MDAnalysis.lib.util.deprecate(*args, **kwargs)[source]

Issues a DeprecationWarning, adds warning to old_name’s docstring, rebinds old_name.__name__ and returns the new function object.

This function may also be used as a decorator.

It adds a restructured text .. deprecated:: release block with the sphinx deprecated role to the end of the docs. The message is added under the deprecation block and contains the release in which the function was deprecated.

Parameters
  • func (function) – The function to be deprecated.

  • old_name (str, optional) – The name of the function to be deprecated. Default is None, in which case the name of func is used.

  • new_name (str, optional) – The new name for the function. Default is None, in which case the deprecation message is that old_name is deprecated. If given, the deprecation message is that old_name is deprecated and new_name should be used instead.

  • release (str) – Release in which the function was deprecated. This is given as a keyword argument for technical reasons but is required; a ValueError is raised if it is missing.

  • remove (str, optional) – Release for which removal of the feature is planned.

  • message (str, optional) – Additional explanation of the deprecation. Displayed in the docstring after the warning.

Returns

old_func – The deprecated function.

Return type

function

Examples

When deprecate() is used as a function as in the following example,

oldfunc = deprecate(func, release="0.19.0", remove="1.0",
                    message="Do it yourself instead.")

then oldfunc will return a value after printing DeprecationWarning; func is still available as it was before.

When used as a decorator, func will be changed and issue the warning and contain the deprecation note in the do string.

@deprecate(release="0.19.0", remove="1.0",
           message="Do it yourself instead.")
def func():
    \"\"\"Just pass\"\"\"
    pass

The resulting doc string (help(func)) will look like:

`func` is deprecated!

Just pass.

.. deprecated:: 0.19.0
   Do it yourself instead.
   `func` will be removed in 1.0.

(It is possible but confusing to change the name of func with the decorator so it is not recommended to use the new_func keyword argument with the decorator.)

New in version 0.19.0.

class MDAnalysis.lib.util._Deprecate(old_name=None, new_name=None, release=None, remove=None, message=None)[source]

Decorator class to deprecate old functions.

Refer to deprecate for details.

See also

deprecate

New in version 0.19.0.

MDAnalysis.lib.util.dedent_docstring(text)[source]

Dedent typical python doc string.

Parameters

text (str) – string, typically something like func.__doc__.

Returns

string with the leading common whitespace removed from each line

Return type

str

See also

textwrap.dedent

New in version 0.19.0.

13.2.10.11. Data format checks

MDAnalysis.lib.util.check_box(box)[source]

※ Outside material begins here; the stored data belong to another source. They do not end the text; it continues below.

PR #905, opened 2020-06-18
Add missing details to setup docs

cuminandpaprika:
Some minor documentation improvements to add missing details around building Sysl based on recent questions asked by new sysl users.

- Add minimum version of golangci-lint needed
- Add requirement for GOPATH env var
- Add comment to makefile clarifying make install target

Checklist:
- [x] Added related tests

### DIFF
--- a/Makefile
+++ b/Makefile
@@ -48,7 +48,7 @@ buildlsp: ## Build sysllsp into the ./dist folder
 .PHONY: release
 release: $(PLATFORMS) ## Build release binaries for all supported platforms into ./release
 
-install: build ## Install the sysl binary into $(GOPATH)/bin
+install: build ## Install the sysl binary into $(GOPATH)/bin. We don't use go install because we need to pass in LDFLAGS.
 	cp ./dist/sysl $(GOPATH)/bin
 
 clean: ## Clean temp and build files
--- a/Makefile
+++ b/Makefile
@@ -49,6 +49,7 @@ buildlsp: ## Build sysllsp into the ./dist folder
 release: $(PLATFORMS) ## Build release binaries for all supported platforms into ./release
 
 install: build ## Install the sysl binary into $(GOPATH)/bin. We don't use go install because we need to pass in LDFLAGS.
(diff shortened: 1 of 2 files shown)


Makefile
```diff
@@ -48,7 +48,8 @@ buildlsp: ## Build sysllsp into the ./dist folder
 .PHONY: release
 release: $(PLATFORMS) ## Build release binaries for all supported platforms into ./release
 
-install: build ## Install the sysl binary into $(GOPATH)/bin
+install: build ## Install the sysl binary into $(GOPATH)/bin. We don't use go install because we need to pass in LDFLAGS.
```
joshcarp, line 51: isn't gopath/bin only for binaries installed using `go get` or `go install`; any user built binaries should go in `/bin/` or `/usr/local/bin/`
Go doesn't know how to version binaries in `$GOPATH/bin`; a command like `go get` or `go install` might overwrite this binary and it won't have the build info you desire

orlade-anz: Good point, no idea.

cuminandpaprika: That's a fair point actually, usually people add the `GOPATH/bin` to the end of their PATH var in their `.bashrc` or `.zshrc` files so it would be lower priority.

So if we were to install it into one of those directories, whenever they try and update sysl using go get github.com/anz-bank/cmd/sysl, it wouldn't actually update it, since the version installed in /bin/ or /usr/local/bin would take precedence right?

So that's one argument for installing it into the `GOPATH/bin` instead? I think if it gets overwritten, that's kind of okay. Thoughts?

cuminandpaprika: Also, /bin/ and /usr/local/bin are *nix specific whereas `GOPATH/bin`works on windows?

orlade-anz: IMO overwrites are fine in this case. It's unlikely to get some kind of silent auto-update, and `sysl info` should still be correct for whatever is installed.

FWIW I added $GOPATH/bin to the front of my path, presumably following some instructions.

PR #910, opened 2020-06-22
fix #882, add better validator

### LINKED ISSUE #882: Make a better Validator
Currently sysl doesn't have a proper validator, which is meant to give information about whether the input sysl is correct or not. 
1. Making sure that calls actually exist: `Application <- Endpoint`; both Application and Endpoint should exist in the module
2. Warning about return types: `return type` should be a warning (only `return ok <: type` is "supported")
3. Warning when upper/lowercase redefinitions occur: `application` and `Application` should yield a warning

nofun97:
Fixes #882 .

`sysl validate` command now has linter warnings, it checks the following:

1. Return statements that does not use `ok`
2. Check that endpoint exists in a call statement
3. Check for case-sensitive app definition

Checklist:
- [x] Added related tests


pkg/parse/listener_impl.go
```diff
@@ -1009,10 +1250,17 @@ func (s *TreeShapeListener) ExitHttp_path(*parser.Http_pathContext) {
 
 // EnterRet_stmt is called when production ret_stmt is entered.
 func (s *TreeShapeListener) EnterRet_stmt(ctx *parser.Ret_stmtContext) {
+	payload := strings.Trim(ctx.TEXT().GetText(), " ")
+	if s.lintMode && !regexp.MustCompile(`<:`).MatchString(payload) {
```
anz-gordonj7, line 1254: this regex will not allow `return ok` or `return error`

pkg/parse/tests/invalid_call_self_method.sysl
```diff
@@ -0,0 +1,4 @@
+App:
+    /hi:
+        GET:
+            . <- POST /hi
```
cuminandpaprika, line 4: I had no idea the dot operator existed for sysl!

pkg/parse/lint_docs.md
```diff
@@ -0,0 +1,84 @@
...
+Currently, the linter can detect the following things:
+
+1. [Checks if return statements are not in the form of `return ok <: some_type`.](#return-statement-lint)
+2. [Checks if there are case-sensitive application definitions e.g. `App` and `app`.](#case-sensitive-applications-redefinition)
+3. [Checks if a call statement calls to an existing application, endpoint, and method.](#call-statement-linting)
+
+## Return Statement Lint
+
+For this feature, it is easier to lint during parsing. A simple regex match in
+the `EnterRet_stmt` function is done to check if it uses the `ok <: some_type`
```
cuminandpaprika, line 18:
```suggestion
the `EnterRet_stmt` function is done to ensure it uses the `ok <: some_type`
```

pkg/parse/lint_docs.md
```diff
@@ -0,0 +1,84 @@
+# Linter Design
```
cuminandpaprika, line 1: I'm delighted to see there's design docs! This is amazing!!

pkg/parse/listener_impl.go
nofun97: yep that's the idea. It only warns users so it is still allowed, there's just going to be a linter warning. https://github.com/anz-bank/sysl/issues/882#issue-636695948

pkg/parse/listener_impl.go
```diff
@@ -82,10 +86,247 @@ func NewTreeShapeListener() *TreeShapeListener {
...
+				continue
+			}
+			appNotExistLog(location, appName, call)
+		}
+	}
+
+	for appName, appData := range *s.linter.calls {
+		for endpoint, endpointData := range *appData.rec {
+			// if method maps == nil, it is not REST endpoint
+			if endpointData.rec == nil {
```
cuminandpaprika: Nitpick: Could potentially pull this out into a function for readability, but it's pretty readable as is, so just presenting this as an option
```
if isNotRESTEndpoint {
}

func isNotRESTEndpoint(rec Record) bool {
    return endpointData.rec == nil
}
```

pkg/parse/listener_impl.go
```diff
@@ -82,10 +86,247 @@ func NewTreeShapeListener() *TreeShapeListener {
...
+	lint := func(appName, endpoint, method, call string, locations map[string]bool) {
+		for location := range locations {
+			apps, exists := s.linter.apps[strings.ToLower(appName)]
+			if !exists {
+				appNotExistLog(location, appName, call)
+				continue
+			}
+			if app, exists := (*apps)[appName]; exists {
+				if endpoints, exists := (*app.rec)[endpoint]; exists {
+					// if method is empty string, it is linting simple endpoint
```
cuminandpaprika:
```suggestion
					// if method is empty string, it is linting simple endpoint, not a REST endpoint
```

nofun97:
@anz-gordonj7 
>     1. Move the linter functions to (at least) their own file, listener_impl.go is way too big already.

👍 will move it to its own file
  
>     2. why make these linter warnings instead of validation errors?
The plan is later to make `sysl validate` fails too but it seems that's going to be a big change. The sysl modules are loaded before executing the command so it's going to be tricky. So I thought this PR should be just about detecting the problems and have another PR that will make `sysl validate` fail.

pkg/parse/parse.go
```diff
@@ -266,15 +268,17 @@ func checkCalls(mod *sysl.Module, appname string, epname string, dst *sysl.State
 	case *sysl.Statement_Call:
 		app := syslutil.GetApp(s.Call.Target, mod)
 		if app == nil {
-			logrus.Warnf("%s::%s calls non-existent App: %s",
-				appname, epname, s.Call.Target.Part)
+			//TODO: delete this? this removes non-existent app call lint
```
cuminandpaprika, line 271: Can this be removed now that we handle linting of non existent apps elsewhere?
Same for the commented out code below

pkg/parse/listener_impl.go
nofun97: @anz-gordonj7 I just realised what you meant 😅, I'll try to change it.

pkg/parse/listener_impl.go
```diff
@@ -82,10 +86,247 @@ func NewTreeShapeListener() *TreeShapeListener {
...
+func (g *graph) recordApp(appName, location string) error {
+	if app, exists := (*g)[appName]; !exists {
+		(*g)[appName] = &graphData{newLocation(location), newAppEndpointGraph()}
+		return nil
+	} else if !app.locations[location] {
+		//TODO: find better way, to handle collector
+		app.locations[location] = true
+		return nil
+	}
+	return fmt.Errorf("recordApp: app already exists: %s %s", location, appName)
```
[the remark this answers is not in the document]
nofun97: I think it was just meant to handle in case it already exists in the graph, it really shouldn't happen and if it does, that means something is wrong in the implementation.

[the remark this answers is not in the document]
nofun97: I'll add that in the design docs

pkg/parse/listener_impl.go
nofun97: it's meant to be only used at a certain level of the graph, I think it would create confusion if I make a function for it.

pkg/parse/listener_impl.go
nofun97: fixed this

pkg/parse/lint_docs.md
```diff
@@ -0,0 +1,84 @@
...
+field's job is to collect data that are required to do its linting operation.
+The linting operation can happen during walking the abstract syntax tree or
+after that process. This depends on what the linter is detecting.
+
+Currently, the linter can detect the following things:
+
+1. [Checks if return statements are not in the form of `return ok <: some_type`.](#return-statement-lint)
+2. [Checks if there are case-sensitive application definitions e.g. `App` and `app`.](#case-sensitive-applications-redefinition)
+3. [Checks if a call statement calls to an existing application, endpoint, and method.](#call-statement-linting)
+
```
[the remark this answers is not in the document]
nofun97: added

Take a box input and deduce what type of system it represents based on the shape of the array and whether all angles are 90 degrees.

Parameters

box (array_like) – The unitcell dimensions of the system, which can be orthogonal or triclinic and must be provided in the same format as returned by MDAnalysis.coordinates.timestep.Timestep.dimensions: [lx, ly, lz, alpha, beta, gamma].

Returns

  • boxtype ({'ortho', 'tri_vecs'}) – String indicating the box type (orthogonal or triclinic).

  • checked_box (numpy.ndarray) –

    Array of dtype numpy.float32 containing box information:
    • If boxtype is 'ortho', cecked_box will have the shape (3,) containing the x-, y-, and z-dimensions of the orthogonal box.

    • If boxtype is 'tri_vecs', cecked_box will have the shape (3, 3) containing the triclinic box vectors in a lower triangular matrix as returned by triclinic_vectors().

Raises

ValueError – If box is not of the form [lx, ly, lz, alpha, beta, gamma] or contains data that is not convertible to numpy.float32.

Footnotes

1

The reason why NamedStream.close() does not close a stream by default (but just rewinds it to the beginning) is so that one can use the class NamedStream as a drop-in replacement for file names, which are often re-opened (e.g. when the same file is used as a topology and coordinate file or when repeatedly iterating through a trajectory in some implementations). The close=True keyword can be supplied in order to make NamedStream.close() actually close the underlying stream and NamedStream.close(force=True) will also close it.